PR #10447, opened 2019-07-19
'add-credential' also uploads it to a given controller when possible.

anastasiamac:
## Description of change

'add-credential' only added it to local client cache. As per linked bug, this was confusing to the users and, in fact, was also restrictive as the only way to add your own credential to the controller was either by bootstrapping it or by creating a model. 

That also led to difficulties in scenario where users wanted to replace credential that a model uses ('set-model-credential') but said credential was not on the controller yet.

This PR ensures that a credential when added to client is also uploaded to a current or given controller. If controller is not provided/found, previous behavior is preserved, i.e. credential is only added locally. If only local addition is desired, i.e. no upload, a --local flag is provided as per similar commands. 

## QA steps

1. add credential without controller will only add locally
2. when a current controller exists or a different controller is provided, a credential is also uploaded to that controller [ verify with 'juju credentials -c <controller used>']

## Bug reference

https://bugs.launchpad.net/juju/+bug/1814395 (FP2)

### DIFF
--- a/cmd/juju/cloud/addcredential.go
+++ b/cmd/juju/cloud/addcredential.go
@@ -14,10 +14,12 @@ import (
 	"github.com/juju/gnuflag"
 	"gopkg.in/juju/names.v2"
 
+	apicloud "github.com/juju/juju/api/cloud"
 	jujucloud "github.com/juju/juju/cloud"
 	jujucmd "github.com/juju/juju/cmd"
 	"github.com/juju/juju/cmd/juju/common"
 	"github.com/juju/juju/cmd/juju/interact"
+	"github.com/juju/juju/cmd/modelcmd"
 	"github.com/juju/juju/environs"
 	"github.com/juju/juju/jujuclient"
 )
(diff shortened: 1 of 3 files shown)


anastasiamac:
[add-credentials uploads remote credentials](https://trello.com/c/1FvBGgWN/854-add-credentials-uploads-remote-credentials)

cmd/juju/cloud/addcredential.go
```diff
@@ -166,9 +194,19 @@ func (c *addCredentialCommand) Run(ctxt *cmd.Context) error {
 	}
 	// Check that the supplied cloud is valid.
 	var err error
-	if c.cloud, err = common.CloudOrProvider(c.CloudName, c.cloudByNameFunc); err != nil {
-		if !errors.IsNotFound(err) {
-			return err
+	if !c.Local {
+		if err := c.maybeRemoteCloud(ctxt); err != nil {
```
ycliuhw: not sure if we need to return error if no remote cloud found when c.Local == false

cmd/juju/cloud/addcredential.go
```diff
@@ -538,6 +584,60 @@ func (c *addCredentialCommand) promptFieldValue(p *interact.Pollster, attr jujuc
 	}
 }
 
+func (c *addCredentialCommand) credentialsAPI() (CredentialAPI, error) {
+	var err error
```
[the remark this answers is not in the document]
anastasiamac: ah yes thank you ;)

cmd/juju/cloud/addcredential.go
anastasiamac: Good point...
The value of c.Local does not matter. However, if we could not find the remote cloud, we should not try to upload but guide the user instead.

PR #11095, opened 2020-01-13
Add permissions to the allwatcher.

howbazaar:
Adds user permissions for the model to the allwatcher.

This PR also introduces a change in the way that model updates are handled. Instead of regetting the model config, status info, and constraints, it just copies those values to the new model structure using the same pattern that is used for machines, applications, and others. This change made one of the tests invalid, so it was removed.

## QA steps

Just the unit tests at this stage. A followup branch will introduce the permissions to the model cache.

## Documentation changes

Internal change only.

## Bug reference

No bug, but this work is needed for the model summary watcher for the new dashboard.


howbazaar:
$$merge$$

PR #11096, opened 2020-01-13
Add a health endpoint to the apiserver.

howbazaar:
This is an unauthenticated endpoint that can be used by external services to detect if
the server is in a state where it will handle user connections.

## QA steps

```sh
juju bootstrap lxd test
juju ssh -m controller 0
curl --insecure https://localhost:17070/health
```

## Documentation changes

The purpose of this endpoint is to be used by the proxy sitting in front of an HA controller set. Perhaps if we had a section on managing named deployments with HA proxy, this is something we'd add to that section.

## Bug reference

https://bugs.launchpad.net/juju/+bug/1797848

### DIFF
--- a/apiserver/apiserver.go
+++ b/apiserver/apiserver.go
@@ -5,6 +5,7 @@ package apiserver
 
 import (
 	"context"
+	"fmt"
 	"io"
 	"net/http"
 	"os"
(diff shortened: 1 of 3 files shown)


howbazaar:
$$merge$$

apiserver/apiserver.go
```diff
@@ -880,6 +903,14 @@ func (srv *Server) trackRequests(handler http.Handler) http.Handler {
 	})
 }
 
+func (srv *Server) healthHandler(w http.ResponseWriter, req *http.Request) {
+	srv.mu.Lock()
+	status := srv.healthStatus
+	srv.mu.Unlock()
+
+	fmt.Fprintf(w, "%s\n", status)
```
jameinel: doesn't this mean we return 200 under every case? Shouldn't we return a different HTTP response if the server isn't ready?

PR #11108, opened 2020-01-13
acceptancetests: Make destroy-model test more reliable on slow machines

babbageclunk:
## Description of change

The destroy-model acceptance test would reliably fail on grumpig because the error was "model has been removed" rather than "model not found" - this is returned when the model is still in the state pool. Change the test to wait (up to 100s) for the removed message to change to not found.

https://jenkins.juju.canonical.com/job/nw-destroy-model-lxd/2188/console

## QA steps

Ran the test locally, it passes. Tried to hack the local juju version to display the "model has been removed" message for longer, but couldn't for reasons I don't understand - pushing the test change up anyway.

## Documentation changes

None

## Bug reference

None

### DIFF
--- a/acceptancetests/assess_destroy_model.py
+++ b/acceptancetests/assess_destroy_model.py
@@ -7,6 +7,7 @@ import argparse
 import logging
 import sys
 import subprocess
+import time
 
 from deploy_stack import (
     BootstrapManager,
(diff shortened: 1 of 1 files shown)


babbageclunk:
Adding this after @manadart's fix because I think we still want to ensure that the error does eventually resolve to "model not found".

babbageclunk:
$$merge$$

What the task asks: Reproduce the listing above exactly as far as the line with "2. when a current", that line included.

Answer to this problem:
PR #10447, opened 2019-07-19
'add-credential' also uploads it to a given controller when possible.

anastasiamac:
## Description of change

'add-credential' only added it to local client cache. As per linked bug, this was confusing to the users and, in fact, was also restrictive as the only way to add your own credential to the controller was either by bootstrapping it or by creating a model. 

That also led to difficulties in scenario where users wanted to replace credential that a model uses ('set-model-credential') but said credential was not on the controller yet.

This PR ensures that a credential when added to client is also uploaded to a current or given controller. If controller is not provided/found, previous behavior is preserved, i.e. credential is only added locally. If only local addition is desired, i.e. no upload, a --local flag is provided as per similar commands. 

## QA steps

1. add credential without controller will only add locally
2. when a current controller exists or a different controller is provided, a credential is also uploaded to that controller [ verify with 'juju credentials -c <controller used>']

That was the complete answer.